Shale gas could help beat global climate change, according to a new UN study that warned greenhouse gas emissions have risen to unprecedented levels.
The report by the Intergovernmental Panel on Climate Change (IPCC) said that global mean temperatures would increase by three to five degrees by the end of the century unless there was a significant overhaul of energy policy.
“Climate policies in line with the two degrees celsius goal need to aim for substantial emission reductions,” said Ottmar Edenhofer, co-chair of the IPCC report. “There is a clear message from science: To avoid dangerous interference with the climate system, we need to move away from business as usual.”
The report said that the share of energy from low-carbon sources, including wind and nuclear, would have to be three or four times larger by 2050, to help bring down global emissions to about half of what they are today.
“Greenhouse gas emissions from energy supply can be reduced significantly by replacing current world average coal-fired power plants with modern, highly efficient natural gas combined-cycle power plants or combined heat and power plants,” said the report.
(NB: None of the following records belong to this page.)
PR #10016, opened 2015-12-10
Adding iav_depthimage_to_laserscan to documentation index for indigo

iav-student:
I'd like iav_depthimage_to_laserscan to be indexed and documented on ros.org.


iav-student:
The build for my package in jenkins has failed, what it could be?

PR #10075, opened 2015-12-16
relocate docs for utexas-art repository

jack-oquin:
The sources moved from googlecode to github.

### DIFF
--- a/doc/electric/art_vehicle.rosinstall
+++ b/doc/electric/art_vehicle.rosinstall
@@ -1,3 +1,3 @@
 - svn:
     local-name: art_vehicle
-    uri: https://utexas-art-ros-pkg.googlecode.com/svn/trunk/stacks/art_vehicle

Edenhofer spoke in particular about shale gas, which he said could be “very consistent with low carbon development and decarbonisation”.
The comments will be well received by the UK government, which has strongly encouraged development of the country’s burgeoning shale gas industry, hoping for a US-style energy revolution. But the hydraulic fracturing technique used to extract the resource has attracted controversy, as critics claim it causes earth tremors.
The IPCC study comes ahead of a global climate change treaty that the UN hopes will be signed in Paris next year.